IgAN develops when immunoglobulin A (IgA1) proteins in the blood accumulate in an affected kidney’s million glomeruli — the tiny capillaries that filter wastes from the bloodstream. As these deposits build up over time, the glomeruli become inflamed and damaged, slowly losing function and eventually closing down altogether. Treatment has generally been focused on drugs that limit inflammation, but, at best, they only slow the loss of kidney function.
IgA is one of five major types of antibodies that play important roles in fighting off pathogens. IgA1, present in the blood of all healthy persons, is the version of IgA that causes IgAN. Working with bacteria in the 1970s, Plaut realized that an IgA protease produced by a bacterium could be used to clear IgA1 proteins from affected kidneys.
“We studied the unique IgA proteases for a long time,” Plaut notes. “In the 1980s we began to gain insight as to how these enzymes could be used to cut the human IgA1 molecule. It’s effective for bacteria because it cuts IgA antibody in half, making it useless. And the only thing that it cuts is IgA1. This makes it very useful for our treatment plan.”
Working with a Case Western Reserve University team headed by Michael E. Lamm, MD, and Steven Emancipator, MD, Plaut and Qiu conducted animal tests in 2004. They demonstrated that the protease efficiently removed some 85 percent of human IgA1 they had deposited into the kidneys of mice.

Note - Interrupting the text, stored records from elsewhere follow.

PR #126, opened 2021-03-28
More secure custom authentication solution

### LINKED ISSUE #117: Auth Tokens are stored insecurely
They're in localstorage *and* session-only cookies without the proper headers set.
Apparently, this is the default for nuxt/auth.

They *should* be in `Secure`, `HttpOnly`, `SameSite=Strict` cookies only, to soften the blow of a potential XSS.

Geometrically:
Fixes #117

### DIFF
--- a/middleware/auth.js
+++ b/middleware/auth.js
@@ -53,8 +53,8 @@ function routeOption(route, key, value) {
 function getMatchedComponents(route, matches) {
   return [].concat(
     ...[],
-    ...route.matched.map(function (m, index) {
-      return Object.keys(m.components).map(function (key) {
+    ...route.matched.map((m, index) => {
+      return Object.keys(m.components).map((key) => {
         matches.push(index)
         return m.components[key]
       })
--- a/middleware/auth.js
+++ b/middleware/auth.js
@@ -1,0 +1,61 @@
+export default async function (context) {
+  if (!context.from) {
+    if (context.route.query.code) {
+      context.app.$cookies.set('auth-token', context.route.query.code, {
+        secure: true,
+        sameSite: 'Strict',
+        httpOnly: true,
+      })
+
+      return context.redirect(context.route.path)
+    }
+
+    if (context.app.$cookies.get('auth-token')) {
+      const cookie = context.app.$cookies.get('auth-token')
+
+      await context.store.dispatch('auth/fetchUser', { token: cookie })
+    }
+  }
+
+  if (routeOption(context.route, 'auth', false)) return
+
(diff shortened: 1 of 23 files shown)


Redblueflame (approved):
LGTM

Redblueflame (commented):
Just a note, if vue-persist is activated on the store, the auth store will also be stored in the localstorage.

Geometrically:
We don't use vue-persist yet, but it may be added in the future to assist with caching. I believe you can exclude stuff from vue persist though

Redblueflame:
Then everything is fine :)

middleware/auth.js
```diff
@@ -0,0 +1,61 @@
...
+        )
+      )
+    }
+  })
+}
+
+function getMatchedComponents(route, matches) {
+  return [].concat(
+    ...[],
+    ...route.matched.map(function (m, index) {
```
falseresync, line 54: Why not arrow functions? ie `(param) => result`

middleware/auth.js
```diff
@@ -0,0 +1,61 @@
...
+    }
+
+    if (context.app.$cookies.get('auth-token')) {
+      const cookie = context.app.$cookies.get('auth-token')
+
+      await context.store.dispatch('auth/fetchUser', { token: cookie })
+    }
+  }
+
+  if (routeOption(context.route, 'auth', false)) return
```
falseresync, line 20: What are these supposed to check? They aren’t self documenting enough, some commentary is required

plugins/auth.js
```diff
@@ -0,0 +1,3 @@
+export default ({ store }, inject) => {
```
falseresync, line 1: What for? Stores are always available. And there are Vuex store “getters” for easier access

falseresync (changes requested):

plugins/auth.js
Geometrically: The plugin is just for a utility to make it shorter to access the auth stuff. What do you mean by Vuex store getters?

middleware/auth.js
Geometrically: This is taken from: https://github.com/nuxt-community/auth-module/blob/dev/src/core/middleware.ts#L6

middleware/auth.js
Geometrically: Could you suggest what it should look like?

Scotsguy (approved):
Secure, SameSite=Strict, HttpOnly cookies, LGTM. Can't comment on the js quality

falseresync (approved):
Lgtm

PR #128, opened 2021-03-29
Add version support for the docker builds & local builds

Redblueflame:
Add experimental support for github actions


Redblueflame:
Here is how it looks like as it is currently:
image

rubybb (approved):
looks good imo

falseresync (approved):
Design part is tidy

PR #135, opened 2021-03-30
Confirm popups

Redblueflame:


Geometrically (approved):

components/ConfirmPopup.vue
```diff
@@ -0,0 +1,152 @@
...
+          <span class="confirmation-text">{{ confirmationText }}</span>
+          to continue
+        </span>
+      </label>
+      <input
+        v-if="hasToType"
+        id="confirmation"
+        v-model="confirmation_typed"
+        type="text"
+        placeholder="Type your username to continue"
```
rubybb, line 20: Confirmation popup placeholder shouldn't be bound to username?

Redblueflame: Let me fix that so something more generic

Redblueflame: Done

components/ConfirmPopup.vue
```diff
@@ -17,7 +17,7 @@
         id="confirmation"
         v-model="confirmation_typed"
         type="text"
-        placeholder="Type your username to continue"
+        placeholder="Type the input needed to continue"
```
rubybb, line 20: seems strangely worded, but that works I suppose.

Redblueflame: If you have a better suggestion, please tell it, because I was stuck for a good minute trying to find a better wording

rubybb: I thought about it for a bit but couldn't come up with anything better aside from maybe exposing a prop for the component to have it defined on a case by case basis.

Redblueflame: I prefer to avoid adding another prop to the mix, it will only add more complexity to the component

PR #155, opened 2021-04-06
Change ads provider, and add consent system for advertising

Redblueflame:
What's left to do:
- [ ] Add consent withdrawal support for analytics (unami)


Redblueflame:
@Geometrically Everything should be ready for review.

modules/analytics/lib/templates/plugin.js
```diff
@@ -0,0 +1,58 @@
...
+    // Rely on the client
+    cookies = document.cookie;
+  }
+  let processed = {}
+  cookies.split(';').forEach((e) => {
+    let val = e.trim().split('=');
+    processed[val[0]] = decodeURI(val[1]);
+  })
+  let scopes = decodeURIComponent(processed['modrinth-scopes']).split(",");
+  return (scopes !== null && scopes.includes('analytics'));
```
Geometrically, line 18: I would use `nuxt-cookies-universal` for this. It's a lot cleaner and the auth already uses it.

pages/dashboard.vue
```diff
@@ -2,7 +2,7 @@
   <div class="page-container">
     <div class="page-contents">
       <div class="sidebar-l">
-        <div class="card page-nav">
+        <div v-if="$auth.user != null" class="card page-nav">
```
Geometrically, line 5: Why not just `$auth.user`

components/ads/Advertisement.vue
```diff
@@ -1,34 +1,36 @@
...
     },
-    pageUrl: {
+    adUnit: {
       type: String,
-      required: false,
-      default: '',
+      required: true,
     },
   },
+  mounted() {},
```
Geometrically, line 23: Why the empty mounted hook?

Geometrically (changes requested):
Looks good! Just a couple minor changes, thank you so much :+1:

modules/analytics/lib/templates/plugin.js
Redblueflame: Unfortunatly, it's in a module, so dependencies are not allowed there

pages/dashboard.vue
Redblueflame: Just to explain what it does, having a inherent false if empty is just too cryptic to be in there

components/ads/Advertisement.vue
Redblueflame: Let me remove that

Geometrically (approved):

PR #156, opened 2021-04-08
Partial Mobile Support

Geometrically:
This PR adds partial mobile support, with some missing pages related to mod management, which aren't really useful for the typical mobile user.

These pages include:
Mod Create/Edit Page
Version Create/Edit Page
Mod Settings Page (Partial Support, but teams management interface is glitchy)

All other pages work and look fine on mobile!


Mysterious-Dev (approved):
It's good in my test.

falseresync (changes requested):
Close navabar on route change
Use `watch` hook for that: https://stackoverflow.com/questions/42855985/vuejs-close-hamburger-menu-on-route-change

components/ui/ProjectCard.vue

According to Nina Green, director of the Office for Technology Licensing and Industry Collaboration at Tufts Medical Center, Drs. Plaut and Qiu disclosed their invention to Tufts Medical Center in 2003. Patented by the Medical Center that year, development of the technology is currently in the preclinical stage by IGAN Biosciences Inc., a Boston-based company founded by Drs. Plaut and Qiu, and by BioMarin Pharmaceutical Inc. in Novato, CA.
“Preclinical work is something BioMarin is good at,” Qiu says. “They’re doing the animal testing, developing techniques for producing the protease in large amounts, everything needed to take the product to the Food and Drug Administration to apply for clinical trials.” It’s a three-party agreement between Tufts Medical Center, IGAN and BioMarin.
Plaut describes the magnitude of this new technology, should clinical trials be successfully navigated: “As many as 40 percent of IgAN patients go on to experience complete kidney failure and the need for renal dialysis or a kidney transplant. This is a disease that severely impacts people’s lives. It can kill them. We have a chance to eliminate it.”